Ma il Covid cresce a livello globale.
Oggi battuto un nuovo record negli Usa: oltre 100.000 casi al giorno, numero che supera quello di un anno fa.
E l’analisi dovrebbe consigliare un atteggiamento prudenziale perché se è vero che in Italia, nonostante il rialzo, ci si sente abbastanza al sicuro per il numero dei ricoverati che “è lento”, non si può trascurare che invece in America i ricoveri sono aumentati del 40% in una settimana.
Lo dicono i dati ufficiali provenienti da Washington.
I nuovi casi di contagio da Covid negli Usa hanno dunque superato la media di 100 mila giorno per la prima volta da febbraio.
Si tratta di un livello più alto di quello della scorsa estate quando ancora non erano disponibili i vaccini.
La notizia è stata ripresa da tutti i media Usa.
Anche la media dei ricoveri è molto aumentata dato che in una settimana ha superato di oltre il 40% la settimana precedente.

SITUAZIONE IN ITALIA

In Italia, si diceva, l’impegno ospedaliero è fortunatamente più lento.
Venerdì sera sono stati dichiarati 6.599 nuovi positivi ai test Covid individuati nelle ultime 24 ore.

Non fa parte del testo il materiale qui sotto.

PR #4616, opened 2021-01-20
feat: handle config.root is not exist

jiangtj:
## What does it do?

See this description about `url` and `root`, https://github.com/hexojs/hexo-starter/blob/3d337683d271aa28e5bebd31dd35ba12a7a2be82/_config.yml#L15

We can know that  `url` and `root` are closely related, so why do we configure it twice? `root` can be generated by `url`

```yml
# You just need to configure it
url: https://hexo.io/foo
# Not required, optional
# root: /foo/
```

## How to test

```sh
cd hexo
npm install
npm test
```

## Pull request tasks

- [ ] Passed the CI test.

### DIFF
--- a/lib/hexo/load_config.js
+++ b/lib/hexo/load_config.js
@@ -26,6 +26,10 @@ module.exports = async ctx => {
   ctx.log.debug('Config loaded: %s', magenta(tildify(configPath)));
 
   ctx.config = deepMerge(ctx.config, config);
+  // If root is not exist, create it by config.url
+  if (!config.root) {
+    ctx.config.root = new URL(ctx.config.url).pathname + '/';
+  }
   config = ctx.config;
 
   validateConfig(ctx);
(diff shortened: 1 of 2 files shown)


lib/hexo/load_config.js
```diff
@@ -26,6 +26,10 @@ module.exports = async ctx => {
   ctx.log.debug('Config loaded: %s', magenta(tildify(configPath)));
 
   ctx.config = deepMerge(ctx.config, config);
+  // If root is not exist, create it by config.url
+  if (!config.root) {
+    ctx.config.root = new URL(ctx.config.url).pathname + '/';
```
stevenjoezhang, line 31: How about
```js
let { pathname } = new URL(ctx.config.url);
if (!pathname.endsWith('/')) pathname += '/';
ctx.config.root = pathname;
```

stevenjoezhang (approved):

Issue #4626, opened 2021-01-28
[excerpt.js] Use span instead of anchor element for better SEO performance


uuznn:
## Check List

Please check followings before submitting a new feature request.

- [x] I have already read [Docs page](https://hexo.io/docs/)
- [x] I have already searched existing issues

## Feature Request

When hexo converts  `<!-- more -->` to anchor, using `<a id="more"></a>`  element here may not be SEO friendly

https://github.com/hexojs/hexo/blob/30f34f59e475d5a75a171506c055a8096939408c/lib/plugins/filter/after_post_render/excerpt.js#L15

Try change to:
```html
<span id="more"></span>
```

Reference to https://developers.google.com/search/docs/advanced/guidelines/links-crawlable

Lighthouse Report: (or https://web.dev/measure/)

![屏幕截图 2021-01-28 120513](https://user-images.githubusercontent.com/76462613/106105818-909ed000-617f-11eb-8d21-0afb327492e1.png)

## Others

I have do this in my [fork branch](https://github.com/uuznn/hexo/tree/post-excerpt), but all test failed! XD

PR #4627, opened 2021-01-29
fix(excerpt): use span instead of anchor element for better SEO performance

stevenjoezhang:
## What does it do?

Issue resolved: https://github.com/hexojs/hexo/issues/4626

## How to test

```sh
git clone -b more https://github.com/hexojs/hexo.git
cd hexo
npm install
npm test
```

## Pull request tasks

- [x] Passed the CI test.


SukkaW (approved):

SukkaW:
Notice that might be a Breaking Changes. Although no need for bumping a major version, it is still necessary to mention it in Change Log.

PR #33, opened 2012-10-05
Ignore unsupported coverage requests

seancribbs:
Currently a coverage request will cause the vnode to stop/exit. Some coverage requests might need implementing (list-keys?) but others should just be ignored rather than killing the vnode.


russelldb:
+1

PR #39, opened 2012-10-10
Fix semantics of counters resource

seancribbs:
The current counters increment and decrement like so:

```
POST /counters/a/increment
POST /counters/a/decrement
```

This is a bad practice as it puts the verb in the URL. It would be better to use form parameters or JSON to submit the "change". curl examples:

``` bash
curl http://riakhost:8098/counters/a -F increment=5
curl http://riakhost:8098/counters/a -F decrement=2
curl http://riakhost:8098/counters/a -d '{"increment":5}' -H "Content-Type: application/json"
```

### DIFF
--- a/README.md
+++ b/README.md
@@ -67,7 +67,7 @@ that doesn't exist it will be created for you.
 
 Create / increment a counter named `a`:
 
-    curl -X POST localhost:8091/counters/a/increment
+    curl -X POST localhost:8091/counters/a -d'1'
 
 Read it from any and all nodes:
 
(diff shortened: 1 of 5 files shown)


russelldb:
Is it possible that the README could be updated to reflect this change, too, please?

seancribbs:
Will do.

Sean Cribbs

seancribbs:
@russelldb Fixed the examples. Travis build is failing, but could you run the WM tests locally?

russelldb:
Hmm, test times out for me locally. Will dig a little.

seancribbs:
@russelldb This may be similar to the timeouts I would occasionally see testing riak_api. I'll find out what I did there and possibly include an additional wait.

seancribbs:
@russelldb I found the culprit, the vnode test wasn't calling `meck:unload()` at the end of a test with mocks installed. This broke the vnode, making it impossible to send a request to any of them. Now it works and plows through the tests quickly.

russelldb:
Works for me. Many thanks +1.

PR #45, opened 2013-07-15
Garbage Compaction Ideas - Do Not Merge

lenary:
Just a central place to throw comments at these ideas about garbage compaction.

Flow is expected to be:
1. Work out Thresholds etc
3. Acquire consensus (not included in this code), including making a new "epoch" somehow and electing leader
4. Leader calls `gc_propose/2` to get some kind of object that encapsulates what should be done to the CRDT
5. This object is broadcast to all replicas and they all (including the leader) call `gc_execute/2` with that object and the CRDT to actually compact.
6. Consensus is released.

Upon merge of a replica that has fallen behind with its compaction, it will first do any pending Compactions (got from the replica its trying to merge with) it hasn't already done, and then merge.

### DIFF
--- a/include/riak_dt_gc.hrl
+++ b/include/riak_dt_gc.hrl
@@ -6,6 +6,7 @@
 -define(GC_META_ACTOR(GM), GM#riak_dt_gc_meta.actor).
 -record(riak_dt_gc_meta,
         {
+          epoch :: epoch(),             % Epoch of GC
           actor :: actor(),             % Actor performing the GC
           primary_actors :: [actor()],  % Actors most likely to be involved in operations
           readonly_actors :: [actor()], % Actors that can't be GCd (ie cluster remotes)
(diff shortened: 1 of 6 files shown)


lenary:
Thinking about the process, despite `gc_ready/2` having said GC should happen, should we perhaps have a way for `gc_propose/2` to say "actually don't do this GC"? It would just call into `gc_ready/2` and return false or something, in case merges between calling `gc_ready/2` and aquiring the leadership have made the crdt not worth GCing.

Maybe we should just call `gc_ready/2` inside the consensus again before propose/execute, or maybe we should still GC, as we've done the expensive part (consensus) already.

So, 3 options:
- return something special from gc_propose/2 if gc is not worth doing (despite result of gc_ready/2)
- call gc_ready/2 again after grabbing consensus to make sure
- GC anyway

I assume the answer to this will become clearer after some more implementation.

lenary:
Moving all work into #46, (essentially starting again, remembering the ideas from this PR).

lenary:
Deleting this branch, I think we have everything we need from it @seancribbs

PR #46, opened 2013-07-27
Fragment-based GC [do not merge]

lenary:
Taking all the good ideas from #45 and essentially starting again.

Flow is expected to be:
1. Work out Thresholds etc, for the meta-object (this includes making a new epoch, maybe)
3. Acquire consensus (not included in this code), including electing leader
4. Leader calls `gc_get_fragment/2` to get the fragment of the CRDT that should be removed (for saving somewhere else)
5. This fragment is broadcast to all replicas and they all (including the leader) call `gc_replace_fragment/3` with that object and the CRDT. This is the compaction step.
6. Consensus is released.

The meta object contains data on primary actors, readonly actors (cluster remote views), epoch, and a threshold of how many actors are allowed compared to the number of primary+readonly actors. 

I'm going to close #45, but the ideas are still in my head.

### DIFF
--- a/.gitignore
+++ b/.gitignore
@@ -7,3 +7,5 @@ dev/*
 doc/*
 rel/riak_dt
 data/*
+.eqc-info
+current_counterexample.eqc
--- a/include/riak_dt_gc_meta.hrl
+++ b/include/riak_dt_gc_meta.hrl
@@ -1,0 +1,15 @@
+
+-type actor() :: term().
+-type epoch() :: {actor(), erlang:timestamp()}.
+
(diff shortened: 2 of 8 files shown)


lenary:
Hopefully b73b99a should make it clear how `compact_threshold` is used. I added a macro that should be helpful. There are a particular set of semantics associated with it (documented in `include/riak_dt_gc_meta.hrl`)

Most `gc_ready/2` functions I expect to use it, but they can also use other conditions not related to `compact_threshold` if it makes sense.

PR #49, opened 2013-08-07
ORSet V2

lenary:
Gave it a bit of attention to make it more concise and it should also have a smaller size when serialised. :)

EDIT: It seems work has been done on VVORSet, so not touching that.

### DIFF
--- a/src/orset_bm.erl
+++ b/src/orset_bm.erl
@@ -21,7 +21,7 @@
 start(Cmds, Mod) ->
     TS = erlang:now(),
     Coord =  start_coordinator(?N, Mod, self()),
-    [start_proc(I, Cmds, Mod, Coord) || I <- lists:seq(1, ?N)],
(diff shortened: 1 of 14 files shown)


lenary:
As we've not yet deployed any OR-Set implementations (unless I'm wrong about this) I don't think upgrade/downgrade functions are needed.

russelldb:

24 i morti nell’ultimo giorno (il giorno prima erano state 27).
Per quanto riguarda i ricoveri, oggi ci sono 277 pazienti ricoverati in terapia intensiva per il Covid in Italia.
I ricoverati sono 9 in più rispetto al giorno prima.
Gli ingressi giornalieri, secondo i dati del ministero della Salute, sono 32 (il giorno prima erano 25).
I ricoverati con sintomi nei reparti ordinari sono 2.449, 40 in più rispetto al giorno prima.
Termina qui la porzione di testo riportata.